In Tangier and Eastern Morocco Mr. Tyrwhitt Drake says the Swallow is found throughout the year, but the Martin and Sand Martin, he believes, do not winter there. (“Ibis,” 1862, p. 425.)

The Swallow has been noticed as plentiful at Tripoli in the middle of March (Chambers, “Ibis,” 1867, p. 99), and Mr. Osbert Salvin observed it in Algeria, between Constantine and Batna, where he found several nests among the rafters of an open shed. According to the Rev. Canon Tristram—than whom there is no better authority on the subject of North African and Palestine birds—a few pairs of Swallows remain all the winter in each oasis in North Africa, wherever there is water or marsh; but none of those which he observed were in mature plumage, and it is therefore presumed that only the younger and weaker birds stay behind. The Arabs informed him that for one Swallow they have in winter they have twenty in summer, and that they usually retire about the end of November, returning in February. In November, also, they have been observed to be common at Alexandria and Cairo (E. C. Taylor, “Ibis,” 1859, p. 47); and on the 5th of November, when leaving Aden, Mr. Swinhoe remarked that a few Swallows followed the ship, apparently bound for the Indian coast. According to the observations of Mr. E. C. Taylor (“Ibis,” 1867, p. 57), this species reappears in Egypt about March 25, and is common at Cairo and Damietta in April. Rüppell, in his “Systematische Uebersicht der Vögel Nordost-Afrika’s,” includes the Swallow (p. 22) as being found in Egypt, Nubia, and Abyssinia; and as regards the last-named country, Mr. Blanford has remarked[68] that it is common everywhere, and that he found it especially abundant on the shores of Annesley Bay in June.

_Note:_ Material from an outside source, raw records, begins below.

PR #1389, opened 2026-05-04
[specdec_bench] Stratify --num_requests across categories

milesial:
When the dataset has a `category` column with >1 distinct categories and ``--num_requests N`` is below the dataset size, take ceil(N / num_categories) rows from each category and round-robin interleave them so any prefix is balanced. Falls back to the existing ``range(N)`` slice when category metadata is absent or there's only one category.

Fixes a sampling bug where SPEED-Bench parquet files are sorted by category, so e.g. ``--num_requests 64`` on throughput_8k pulls 64 high_entropy prompts and zero from low_entropy / mixed.

## Summary by CodeRabbit

* **New Features**
  * SPEEDBench dataset truncation now performs deterministic, balanced stratified sampling across categories (round-robin) when multiple categories exist and a smaller sample size is requested.
  * Falls back to simple prefix selection when no category or only one category is present, preserving prior behavior in that case.

### DIFF
--- a/examples/specdec_bench/specdec_bench/datasets/speed.py
+++ b/examples/specdec_bench/specdec_bench/datasets/speed.py
@@ -14,7 +14,6 @@
 # limitations under the License.
 
 # mypy: disable-error-code="index"
-import math
 import random
 import re
 from enum import Enum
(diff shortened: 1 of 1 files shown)


h-guo18 (approved):
Please take a look at CodeRabbit’s comment above. Other than that LGTM

kevalmorabia97 (approved):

Continuing a search for this species southward along the East Coast of Africa, it will be found that, according to the observations of Mr. Ayres in Natal, the Swallow arrives in that colony in great numbers in November, congregating and leaving again in March and April. Mr. Layard found it to be an annual winter visitant to the Cape Colony, and on one occasion when sailing from New Zealand to the Cape of Good Hope, on the 28th of November, he saw a Swallow and a Sand Martin fly about the ship for some time. He was then in lat. 33° 20′, long. 31° 50′, and about 290 miles from the Cape. Several insects (Libellula, Agrostis, and Geometra) were caught on deck, and we may presume, therefore, that the birds found sufficient food to support them at that distance from land.

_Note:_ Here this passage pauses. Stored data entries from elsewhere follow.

PR #1398, opened 2026-05-06
[6034518] Fix Conv->Relu->Concat Q/DQ insertion gap

willg-nv:
Models with Conv->Relu->Concat patterns were not receiving Q/DQ nodes on Concat inputs, preventing TRT INT8 Concat fusion. Three fixes:

- Remove Concat from autotuner skip-ops list (Concat is byte-level copy in TRT and can pass INT8 data through)
- Add Conv->[BN->]Add skip rule for TRT Conv+Add+Relu kernel fusion
- Promote tensor-level Q/DQ when uncovered consumers are all Concat

## Summary

  - Remove Concat from autotuner skip-ops list — it was incorrectly blocking Q/DQ insertion at all Relu->Concat boundaries (root cause)
  - Add Concat-aware merge promotion: when uncovered consumers are all Concat, promotes to tensor-level Q/DQ (enables INT8 Concat fusion)
  - Add Conv->[BN->]Add skip rule to prevent breaking TRT Conv+Add+Relu INT8 kernel fusion
  - Add atomic Concat-group mutation to scheme sampling so the search explores all-or-nothing Concat quantization

### Usage

```python
```

## Summary by CodeRabbit

* **Enhancements**
  * Autotuner now performs Concat-group-aware mutations that add or remove entire Concat input groups, improving exploration of quantization schemes in Concat-heavy regions.
  * Insertion-point logic refined to avoid disrupting main Conv/BN/activation paths, skip additional structural/utility ops, and better promote safe INT8 Concat fusion.
  * New configuration option to control minimum Concat-group mutation sampling per region.

[Review Change Stack](https://app.coderabbit.ai/change-stack/NVIDIA/Model-Optimizer/pull/1398)

### DIFF
--- a/modelopt/onnx/quantization/autotune/autotuner_base.py
+++ b/modelopt/onnx/quantization/autotune/autotuner_base.py
@@ -929,6 +929,97 @@ class QDQAutotunerBase:
             for p in self.profiled_patterns
         )
 
+    def _sample_concat_group_mutation(
+        self,
+        selected_points: list,
+        all_points: list,
+        region: "Region",
+    ) -> list:
+        """Probabilistically add or remove a full Concat input group as an atomic unit.
+
+        TRT requires ALL inputs of a Concat to be INT8 for INT8 Concat fusion;
+        partial quantization has no benefit. This method treats Concat input sets
+        as atomic groups — randomly choosing to add all inputs of one Concat, or
+        remove all inputs of one Concat, as a single mutation step.
+
+        Called with adaptive probability (min 5%, scaling with budget) during scheme
+        generation to inject Concat-aware samples into the search space without forcing
+        all schemes to have full groups.
+
+        Args:
+            selected_points: Currently selected NodeInputInsertionPoint list
+            all_points: Full set of available NodeInputInsertionPoint list
+            region: The region being profiled
+
+        Returns:
+            Updated list with one Concat group atomically added or removed
+        """
+        # Identify which local node indices are Concat ops
+        node_indices = region.get_nodes(sort=True)
+        concat_local_indices = set()
+        for local_idx, node_idx in enumerate(node_indices):
+            node = self.graph.nodes[node_idx]
+            if node.op == "Concat":
+                concat_local_indices.add(local_idx)
+
+        if not concat_local_indices:
+            return selected_points
+
+        # Build groups: concat_node_index -> all available insertion points for that Concat
+        concat_groups: dict[int, list] = {}
+        for p in all_points:
+            if p.node_index in concat_local_indices:
+                concat_groups.setdefault(p.node_index, []).append(p)
+
+        if not concat_groups:
+            return selected_points
+
+        # Identify fully-present and absent Concat groups in current selection
+        selected_keys = {(p.node_index, p.input_index) for p in selected_points}
+        full_groups = []  # Concat groups fully present (can remove)
+        absent_groups = []  # Concat groups fully absent (can add)
+
+        for concat_idx, group_points in concat_groups.items():
+            group_keys = {(p.node_index, p.input_index) for p in group_points}
+            present = group_keys & selected_keys
+            if len(present) == len(group_keys):
+                full_groups.append(concat_idx)
+            elif len(present) == 0:
+                absent_groups.append(concat_idx)
+            # Partial groups: also eligible for completion (add missing siblings)
+            elif len(present) < len(group_keys):
+                absent_groups.append(concat_idx)
+
+        # Choose action only from feasible options to avoid no-op mutations
+        actions = []
+        if absent_groups:
+            actions.append("add")
+        if full_groups:
+            actions.append("remove")
+        if not actions:
+            return selected_points
+        action = random.choice(actions)
+
+        if action == "add":
+            target = random.choice(absent_groups)
+            points_to_add = []
+            for p in concat_groups[target]:
+                if (p.node_index, p.input_index) not in selected_keys:
+                    points_to_add.append(p)
+            logger.debug(
+                f"Concat group mutation: added {len(points_to_add)} points for Concat node {target}"
+            )
+            return selected_points + points_to_add
+
+        elif action == "remove":
+            target = random.choice(full_groups)
+            group_keys = {(p.node_index, p.input_index) for p in concat_groups[target]}
+            result = [p for p in selected_points if (p.node_index, p.input_index) not in group_keys]
+            logger.debug(
+                f"Concat group mutation: removed {len(group_keys)} points for Concat node {target}"
+            )
+            return result
+
     def _mutate_insertion_points(
         self, base_points, all_points, point_type: str, max_mutations: int
     ) -> list:
@@ -1055,6 +1146,17 @@ class QDQAutotunerBase:
                     point_type,
                     max_mutations,
                 ),
+            )
+
+        # Probabilistically apply Concat-group-aware mutation: atomically add or remove
+        # all inputs of a Concat as a group. Probability adapts to budget:
+        # - Large budget (>=100): 5% → at least 5 samples
+        # - Small budget (<100): min_samples/budget, clamped to [0.05, 0.5]
+        num_schemes = max(len(pattern_schemes.schemes), 1)
+        concat_prob = min(max(self.config.concat_group_min_samples / num_schemes, 0.05), 0.5)
+        if random.random() < concat_prob:
+            scheme.node_inputs = self._sample_concat_group_mutation(
+                scheme.node_inputs, full_insertion_scheme.node_inputs, region
             )
 
         return scheme
--- a/modelopt/onnx/quantization/autotune/autotuner_base.py
+++ b/modelopt/onnx/quantization/autotune/autotuner_base.py
@@ -999,10 +999,7 @@ class QDQAutotunerBase:
             present = group_keys & selected_keys
             if len(present) == len(group_keys):
                 full_groups.append(concat_idx)
-            elif len(present) == 0:
-                absent_groups.append(concat_idx)
-            # Partial groups: also eligible for completion (add missing siblings)
-            elif len(present) < len(group_keys):
+            elif len(present) == 0 or len(present) < len(group_keys):
                 absent_groups.append(concat_idx)
 
         # Choose action only from feasible options to avoid no-op mutations
--- a/modelopt/onnx/quantization/autotune/autotuner_base.py
+++ b/modelopt/onnx/quantization/autotune/autotuner_base.py
@@ -1021,7 +1021,9 @@ class QDQAutotunerBase:
             logger.debug(
                 f"Concat group mutation: added {len(points_to_add)} points for Concat node {target}"
             )
-            return selected_points + points_to_add
+            # Rebuild in all_points order so scheme identity is independent of mutation history
+            result_keys = selected_keys | {(p.node_index, p.input_index) for p in points_to_add}
+            return [p for p in all_points if (p.node_index, p.input_index) in result_keys]
 
         elif action == "remove":
             target = random.choice(full_groups)
--- a/modelopt/onnx/quantization/autotune/autotuner_base.py
+++ b/modelopt/onnx/quantization/autotune/autotuner_base.py
@@ -1014,10 +1014,10 @@ class QDQAutotunerBase:
 
         if action == "add":
             target = random.choice(absent_groups)
-            points_to_add = []
-            for p in complete_concat_groups[target]:
-                if (p.node_index, p.input_index) not in selected_keys:
-                    points_to_add.append(p)
+            points_to_add = [
+                p for p in complete_concat_groups[target]
+                if (p.node_index, p.input_index) not in selected_keys
+            ]
             logger.debug(
                 f"Concat group mutation: added {len(points_to_add)} points for Concat node {target}"
             )
@@ -1031,6 +1031,8 @@ class QDQAutotunerBase:
                 f"Concat group mutation: removed {len(group_keys)} points for Concat node {target}"
             )
             return result
+
+        return selected_points
 
     def _mutate_insertion_points(
         self, base_points, all_points, point_type: str, max_mutations: int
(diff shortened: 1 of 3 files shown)


modelopt/onnx/quantization/autotune/common.py
```diff
@@ -842,6 +842,7 @@ class Config:
     minimum_schemes_to_mutate: int = 10
     maximum_mutations: int = 3
     maximum_generation_attempts: int = 100
+    concat_group_min_samples: int = 5  # Minimum Concat-group-aware mutations per region
```
gcunhase: Why was `5` chosen here? What are the benefits or a larger or smaller number? @willg-nv

modelopt/onnx/quantization/autotune/insertion_points.py
```diff
@@ -369,6 +369,30 @@ def skip_invalid_insertion_points(
...
+                            if (
+                                bn_act
+                                and bn_act.inputs
+                                and bn_act.inputs[0].op in ["Conv", "ConvTranspose"]
+                            ):
+                                conv_node = bn_act.inputs[0]
+                        if conv_node is not None and conv_node.inputs:
+                            conv_act_input = conv_node.inputs[0]
+                            if len(conv_act_input.outputs) == 1:
+                                return True
```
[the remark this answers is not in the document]
gcunhase: @willg-nv is this a reasonable comment?

modelopt/onnx/quantization/autotune/common.py
willg-nv: The purpose of this change is to mutate insertion spec to insert Q/DQ for all concat input. But this probability should not be too high (5%) to avoid impaction on normal mutation prcoess. But when sample per region is too small (eg: 30), the estimated sample count to trigger "all concat input QDQ" would be ~1, this is too small, sometimes cannot be triggered. so `concat_group_min_samples` sets the minimum sample count which could trigger "all concat input QDQ". I expect this case could be covered, but with small probability.

modelopt/onnx/quantization/autotune/insertion_points.py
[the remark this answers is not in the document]
willg-nv: Yes. TRT could fuse for Conv->Add->Relu chain so this case should be skipped.

modelopt/onnx/quantization/autotune/common.py
gcunhase: So is the 5 in `concat_group_min_samples: int = 5` a percentage? If so, can we add that in the comment? Thanks!

willg-nv:
@gcunhase I have resolved one code-quality check issue, please help start a new CI job, thanks!

modelopt/onnx/quantization/autotune/common.py
willg-nv: I have updated the comment to make it clear.

gcunhase (approved):
LGTM, deferring final approval to @ajrasane

modelopt/onnx/quantization/autotune/insertion_points.py
```diff
@@ -369,6 +369,41 @@ def skip_invalid_insertion_points(
...
+                # Conv -> [BN ->] Add -> Relu: skip quantizing the main-path Conv
+                # output feeding Add to preserve TRT Conv+Add+Relu INT8 fusion.
+                # Guards:
+                #   1. The Add output has a single consumer and that consumer is Relu
+                #      (otherwise TRT cannot fuse, and skipping removes a legitimate
+                #      quantization point).
+                #   2. The Conv feeding Add is a "main-path" Conv (its activation input
+                #      has a single consumer), not a downsample/projection Conv (whose
+                #      activation input fans out to multiple consumers).
+                if node.op == "Add":
```
cjluo-nv, line 381: > _Bot comment._

This new rule changes behaviour that an existing test pins down: `TestSkipInvalidInsertionPoints.test_residual_block_add_inputs_allowed` asserts `skip_invalid_insertion_points(graph, "conv2_out", add_node) is False`. In the residual fixture, `add_out` has a single `Relu` consumer and `conv2`'s activation input (`relu1_out`) has a single consumer, so on a real graph this now returns `True`. The test keeps passing only because the fixture uses `MagicMock` tensors, where `len(conv_act_input.outputs)` evaluates to 0.

Please add a real-graph test for both guards (Add→Relu single consumer; main-path vs. downsample Conv) and update that existing assertion so the coverage is meaningful again.

modelopt/onnx/quantization/autotune/insertion_points.py
```diff
@@ -486,18 +526,40 @@ def merge_resolved_insertion_points(
...
-        if all_users == {ip.node_index for ip in qdq_users}:
+        covered_nodes = {ip.node_index for ip in qdq_users}
+
+        if all_users == covered_nodes:
+            # All consumers have Q/DQ — merge to tensor-level
             results.add(
                 ResolvedInsertionPoint(tensor_name=tensor_name, node_index=None, input_index=None)
             )
+        elif covered_nodes and all_users - covered_nodes:
+            # Some consumers lack Q/DQ — check if all uncovered ones are Concat
```
cjluo-nv, line 537: > _Bot comment._

Two things worth confirming here:

1. The promotion fires regardless of whether the Concat's *other* inputs are quantized. If they aren't, TRT gets no INT8 Concat fusion and we've added quantization error on a branch the search never selected — so "no accuracy cost" isn't quite right in the partial case.
2. `merge_resolved_insertion_points` is only called from `insert_qdq_at_tensors` (the autotuner's synthetic export used for latency measurement). The final model is produced via `get_ort_quantization_config()` → `quantize_int8`, which doesn't apply this merge, and `op_types_to_quantize` there is `get_autotuner_quantizable_ops()`, which still has no `"Concat"`. Please confirm the promoted Q/DQ actually materialises in the ORT-quantized output, otherwise measured latency and shipped model diverge.

A unit test on this branch (uncovered consumers all Concat / mixed) would also be good — the sibling cases are already covered in `TestMergeResolvedInsertionPoints`.

modelopt/onnx/quantization/autotune/autotuner_base.py
```diff
@@ -929,6 +929,113 @@ def _is_region_profiled(self, region: Region) -> bool:
...
+        full_groups = []  # Concat groups fully present (can remove)
+        absent_groups = []  # Concat groups fully absent (can add)
+
+        for concat_idx, group_points in complete_concat_groups.items():
+            group_keys = {(p.node_index, p.input_index) for p in group_points}
+            present = group_keys & selected_keys
+            if len(present) == len(group_keys):
+                full_groups.append(concat_idx)
+            elif len(present) == 0 or len(present) < len(group_keys):
+                absent_groups.append(concat_idx)
```
cjluo-nv, line 1003: > _Bot comment._

`elif len(present) == 0 or len(present) < len(group_keys):` is equivalent to a plain `else` (the first branch already covers `present == group_keys`). The list name/comment `absent_groups  # Concat groups fully absent` is also misleading since partially-present groups land here too — which is the right behaviour (completing the group), it just isn't what the comment says. Suggest `else: incomplete_groups.append(concat_idx)`.

Also, the trailing `return selected_points` at the end of the function is unreachable given the `add`/`remove` branches both return.

modelopt/onnx/quantization/autotune/autotuner_base.py
```diff
@@ -1057,6 +1164,17 @@ def _generate_next_insertion_sample(self) -> InsertionScheme:
                 ),
             )
 
+        # Probabilistically apply Concat-group-aware mutation: atomically add or remove
+        # all inputs of a Concat as a group. Probability adapts to budget:
+        # - Large budget (>=100): 5% → at least 5 samples
+        # - Small budget (<100): min_samples/budget, clamped to [0.05, 0.5]
+        num_schemes = max(len(pattern_schemes.schemes), 1)
+        concat_prob = min(max(self.config.concat_group_min_samples / num_schemes, 0.05), 0.5)
```
cjluo-nv, line 1172: > _Bot comment._

`num_schemes` is `len(pattern_schemes.schemes)` — the number of schemes generated so far for this pattern, not the sampling budget. So the probability decays from 0.5 early to 0.05 as the search progresses; the comment above ("Large budget (>=100): 5% → at least 5 samples") describes something else and the "at least 5 samples" guarantee doesn't hold. Please reword the comment (and the "scaling with budget" line in the `_sample_concat_group_mutation` docstring) to match what the code does.

cjluo-nv (commented):

Requesting changes: three behaviour changes to Q/DQ placement land with zero new tests, and one of them silently invalidates an existing test that only passes because of MagicMock semantics.

Needs action:
- [ ] Add unit tests in `tests/unit/onnx/quantization/autotune/test_insertion_points.py` for the Concat promotion in `merge_resolved_insertion_points`, the new `Add` skip rule (both guards), and Concat no longer being in `get_autotuner_skip_ops()`.
- [ ] Fix `test_residual_block_add_inputs_allowed` — on a real graph the new Add rule now returns `True` for `conv2_out`; it only still passes because `len(MagicMock.outputs)` is 0. Rebuild it on a real `gs.Graph` and assert the intended behaviour.
- [ ] Confirm the tuned Concat Q/DQ actually reaches the shipped model: `get_ort_quantization_config()` never calls `merge_resolved_insertion_points`, and `op_types_to_quantize` comes from `get_autotuner_quantizable_ops()`, which still excludes `Concat` (see inline).
- [ ] Simplify `_sample_concat_group_mutation` (dead `elif`/unreachable `return`, "absent" list holds partial groups) and fix the "budget" comments — `num_schemes` is schemes generated so far, not the budget.
- [ ] Run `ruff format`; the `points_to_add` comprehension indentation will fail the pre-commit check.

modelopt/onnx/quantization/autotune/autotuner_base.py
```diff
@@ -532,6 +538,12 @@ def get_ort_quantization_config(
         op_types_to_quantize = get_autotuner_quantizable_ops()
         if self.config.default_quant_type == "fp8":
             op_types_to_quantize &= {"Conv", "Gemm", "MatMul", "Add"}
+
+        # If merge_resolved_insertion_points promoted tensor-level Q/DQ that now
+        # covers Concat consumers, include "Concat" so ORT quantizes those nodes.
```
cjluo-nv, line 543: > _Bot comment._

The export-parity concern is only partially resolved. Including Concat makes ORT quantize all its inputs, but the `no_quantize_inputs` loop below only records inputs with producers (`if inp.inputs`). For `Concat(relu_out, graph_input)` with only `relu_out` selected/promoted, synthetic export leaves `graph_input` untouched, while final ORT export quantizes it and never removes that Q/DQ. The same applies to an unselected initializer input. Preserve uncovered producer-less inputs as well, and add a regression through actual INT8 quantization that compares selected/unselected Concat edges with synthetic export (not just the returned op-type list).

modelopt/onnx/quantization/autotune/autotuner_base.py
```diff
@@ -938,6 +950,112 @@ def _is_region_profiled(self, region: Region) -> bool:
             for p in self.profiled_patterns
         )
```
cjluo-nv, line 951: > _Bot comment._

The new ~100-line sampling path still has no dedicated tests. Please add deterministic tests for completing a partial group, removing a full group, choosing only feasible actions, skipping groups missing a selectable input, translating non-contiguous global node indices, and preserving canonical selection order. Existing insertion-point merge tests do not exercise this helper or its integration into scheme generation.

tests/unit/onnx/quantization/autotune/test_insertion_points.py
```diff
@@ -464,14 +576,74 @@ def test_with_region(self):
...
         graph, _ = _create_residual_graph()
         add_node = graph.nodes[3]
 
+        # Mock: add_out.outputs is a MagicMock (len 0), so guard 1 never matches.
         assert skip_invalid_insertion_points(graph, "conv2_out", add_node) is False
         assert skip_invalid_insertion_points(graph, "input", add_node) is False
 
+    # -- Real-graph tests for Conv→[BN→]Add→Relu skip guards --
+
+    def test_add_relu_main_path_conv_skipped(self):
```
cjluo-nv, line 592: > _Bot comment._

The real residual fixtures address the previous MagicMock concern, but the requested eligibility regression is still absent: nothing here fails if `Concat` is restored to the skip list. Add a real Conv→Relu→Concat collection/resolution test (including preservation of integer/small-tensor filters), and cover Conv→BN→Add→Relu to exercise the new BN-unwrapping branch.

modelopt/onnx/quantization/autotune/common.py
```diff
@@ -842,6 +842,13 @@ class Config:
     minimum_schemes_to_mutate: int = 10
     maximum_mutations: int = 3
     maximum_generation_attempts: int = 100
+    # Minimum number of Concat-group-aware mutations to attempt per region. Controls the
```
cjluo-nv, line 845: > _Bot comment._

The author's clarification and updated sampling-site comment explain the intent, but this configuration comment still promises behavior the implementation does not provide. A Bernoulli draw with a decaying probability guarantees no minimum number of attempts, and ordinary mutations still select individual Concat inputs. Describe this as the numerator controlling an adaptive mutation probability, with `num_schemes` meaning schemes generated so far; state that only the chosen group mutation is atomic.

cjluo-nv (commented):

Requesting changes: prior guard and cleanup fixes are addressed, but final ORT export can still quantize unselected Concat inputs and critical coverage remains missing.

Needs action:
- [ ] Fix uncovered graph-input handling in `get_ort_quantization_config()` and add an actual ORT-output regression test; see inline.
- [ ] Add deterministic Concat-group mutation tests in `test_autotuner.py` for add/remove, partial selections, filtered groups, and canonical ordering.
- [ ] Complete `test_insertion_points.py` coverage for Concat eligibility and the optional BN path.
- [ ] :speech_balloon: Author clarified the sampling knob — revise `common.py` to describe adaptive probability, not a guaranteed minimum or globally all-or-nothing quantization.

No action needed:
- :heavy_check_mark: Resolved prior concerns include real-graph Add guards, merge-branch tests, complete-group filtering, feasible actions, probability clamping, ordering, and helper cleanup.
- The existing mock test rename is justified: its limitation is documented and real-graph assertions now cover the changed behavior.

Passing eastward through Sinai and Palestine, where Canon Tristram has observed the Swallow in December,[69] we learn from Mr. Blyth that it is common in the north-west provinces of India during the winter months. Capt. Beavan saw it at Darjeeling in 1862, and Maunbhoom in 1864-65, where both old and young were very common in January and February, hawking over rice-kates and near tanks. In Northern Japan it was observed by Capt. Blakiston, and in North China by Mr. Swinhoe. Referring to a species of Swallow which he observed in Formosa, Mr. Swinhoe says (“Ibis,” 1863, p. 255): “In its habits, in nest and colour of eggs, &c., this bird entirely agrees with the European H. rustica; yet in size it is always smaller, and in minor personal features different. It ranges in summer from Canton to Pekin, and Mr. Blyth assures me that it is identical with specimens procured in winter in Calcutta; hence I infer that the birds which visit China in spring, and uniformly leave again in autumn, return to hybernate in the warm plains of India.”

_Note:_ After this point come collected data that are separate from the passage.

PR #1405, opened 2026-05-07
Schematize config loading and quantizer config entries

shengliangxu:
### What does this PR do?

This PR makes ModelOpt config loading schema-aware and moves `quant_cfg` entries from `TypedDict` validation to Pydantic validation.

Key changes:

- `load_config()` now returns validated schema instances when a schema is provided through `schema_type=...` or declared with `# modelopt-schema:`.
  - Without a schema, it still returns the raw resolved dict/list.
  - With a schema, it returns the validated schema object, such as `QuantizeConfig` or `list[QuantizerCfgEntry]`.

- `QuantizerCfgEntry` is now a `ModeloptBaseConfig` Pydantic model.
  - The “must specify `cfg`, `enable`, or both” rule is enforced wherever entries are constructed.
  - Enabled entries must provide non-empty `cfg` values when `cfg` is present.
  - Existing mapping-style access like `entry["cfg"]` and `entry.get("enable")` continues to work.

- `RecipeMetadataConfig` is now a `ModeloptBaseConfig`, so recipe metadata uses the same schema validation path.

- Recipe loading now delegates shape validation to `load_config()` instead of manually checking loaded dicts.

- `normalize_quant_cfg_list()` now accepts:
  - `Sequence[QuantizerCfgEntry]`
  - `Sequence[Mapping[str, Any]]`
  - legacy flat mapping configs, with deprecation warnings

- Public quantization config constants remain plain dict/list structures for backward compatibility, even when they are built from schema-validated YAML snippets.

### Behavior changes

- `load_config()` may now return a schema instance instead of a raw `dict`/`list` when a schema is available.
  Callers that checked `isinstance(result, dict)` should use `isinstance(result, Mapping)` or check the expected schema type.

- Normalized `quant_cfg` entries are now `QuantizerCfgEntry` objects internally.
  Mapping-style access is preserved, but direct equality checks against literal dicts should use `entry.model_dump()`.

### Testing

- `python -m pytest tests/unit/recipe/test_loader.py`
- `python -m pytest tests/unit/torch/quantization/test_config_validation.py`
- `ruff check` / `ruff format --check` on touched files
- Commit-time pre-commit hooks passed


cjluo-nv (commented):

This is a cohesive schematization refactor that builds on already-established in-repo patterns (the `$import` system from #1253, `ModeloptBaseConfig` for pydantic configs, `load_config`'s `# modelopt-schema:` declaration). It does **not** introduce a new framework — it migrates `QuantizerCfgEntry` from `TypedDict` to `ModeloptBaseConfig` and lets `load_config()` return validated schema instances. So design-protocol-wise the choice is to extend existing systems, which is the right call.

**User interface answer (asked in instructions):** Yes, this PR changes user-facing interfaces. Two intentional behavior changes are called out in the PR body and warrant a human checking downstream consumers:

1. `load_config()` may now return a schema instance (e.g. `QuantizeConfig`, `list[QuantizerCfgEntry]`) instead of a raw `dict`/`list` whenever a schema is supplied via `schema_type=` or a `# modelopt-schema:` comment. Callers doing `isinstance(result, dict)` must switch to `Mapping`/schema-type checks.
2. Normalized `quant_cfg` entries are now `QuantizerCfgEntry` pydantic instances, not plain dicts. Mapping-style access (`entry["cfg"]`, `entry.get(...)`) still works (good — `ModeloptBaseConfig` now subclasses `MutableMapping`), but literal-dict equality (`entry == {...}`) breaks; tests were updated to use `entry.model_dump()`. The public quant config constants (`FP8_DEFAULT_CFG`, etc.) are deliberately dumped back to plain dicts via `model_dump(exclude_unset=True)` for backward compat — that's a thoughtful choice that I'd want a human to bless.

Other notes:
- `ModeloptBaseConfig.__delitem__` now raises `TypeError` (not `KeyError`), and `__getitem__`/`__setitem__` were switched to `KeyError` to satisfy the `MutableMapping` protocol. Inherited `pop(key)` on an existing key will therefore raise `TypeError`, which is documented but unusual.
- Two tests (`test_error_on_non_dict_non_list_cfg_enable_true`, `test_error_on_cfg_list_with_non_dict_element_enable_true`) lost their `match="non-empty dict"` assertion because pydantic's field-type check now fires before `QuantizerCfgEntry`'s model validator. Acceptable but a weaker check.
- PTQ recipes without a `metadata` or `quantize` section are now hard-rejected (no silent default fallback) — explicit and tested.
- One small concern: `find_quant_cfg_entry_by_path` dropped its `isinstance(entry, dict)` filter, which was load-bearing only for legacy mixed lists. Acceptable given the type signature is now `list[QuantizerCfgEntry]`, but a human should confirm no caller still feeds it a heterogeneous list.

Tests are reasonable and cover the new schema-instance return path, missing-section rejection, and the empty-cfg-with-disable normalization. PR size is moderate (+436/-218, 11 files). Recommending nudge so an owner with architectural context can sign off on the public-API behavior change rather than auto-approving.

shengliangxu:
Thanks for the review. Walking through the four observations:

**1. `pop(key)` on an existing key raises `TypeError`** — intentional. Schema fields are fixed; we can't silently delete a `quantizer_name` from a `QuantizerCfgEntry` (the resulting object would no longer satisfy its own validator), and resetting to default would surprise callers. Raising `TypeError` from `__delitem__` and letting the inherited `MutableMapping.pop` / `clear` / `popitem` mixin chain bubble that up was a deliberate design choice — documented in the class docstring and in the `__delitem__` docstring. `pop(missing_key, default)` still returns the default cleanly because the mixin short-circuits on `KeyError` from `__getitem__` before reaching `__delitem__`. If reviewers want softer semantics, the alternative is to override `pop` / `popitem` / `clear` individually so they raise `KeyError` (or a more specific error) before hitting `__delitem__` — happy to do that if preferred.

**2. Two cfg-shape tests lost their `match="non-empty dict"` assertion** — addressed in d7b6e0a2 ("test(quant): tighten cfg-shape rejection assertions"). Previously the tests just asserted `ValueError`, which is too weak. The new assertion is a regex that accepts either error path (pydantic field-type check or our model validator) but requires the error to implicate the `cfg` field and identify a type/shape problem:

```python
match=r"(?s)cfg.*(non-empty|valid dictionary|valid list)"
```

**3. `find_quant_cfg_entry_by_path` dropped its `isinstance(entry, dict)` filter** — audited all callers. There are five:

Mr. Blyth has remarked (“Ibis,” 1866, p. 336), “that the average of adult Swallows from the Indian region and China are smaller than the average of European examples, to the extent sometimes of an inch in length of wing; but some Indian are undistinguishable from European specimens.”

Dr. Jerdon, in his “Birds of India,” says: “On carefully comparing specimens from England and Algiers in the museum at Calcutta with Indian specimens from various parts of the country, I can detect no difference.”

In a notice of the birds of the Andaman Islands which appeared in the “Ibis” some years since, Capt. Beavan remarked that the European Chimney Swallow visits these islands at certain seasons, and is not at all uncommon.

There is no evidence that it ever visits Australia; but Mr. Gould has described a Swallow from Torres Straits under the name Hirundo fretensis, which is certainly very like our well-known H. rustica, and might be a young bird of that species in autumn plumage. It is singular that no Swallows visit New Zealand. It cannot be that the islands are too distant from Australia, where several species of Swallow abound, because, as Mr. Layard has remarked, two, if not three, species of Cuckoo (Eudynamys taitensis and Chrysococcyx lucidus) perform the journey in their annual migration twice a year.

The attachment of Swallows to the neighbourhood of water at roosting-time—which formerly led to the supposition that they actually retired under water for the winter—may be easily accounted for by the circumstance that the willow branches not only afford them most convenient perches, but enable the birds to crowd close together, and so secure greater warmth to individuals than they could possibly enjoy if each roosted upon a separate twig in trees or shrubs of different growth.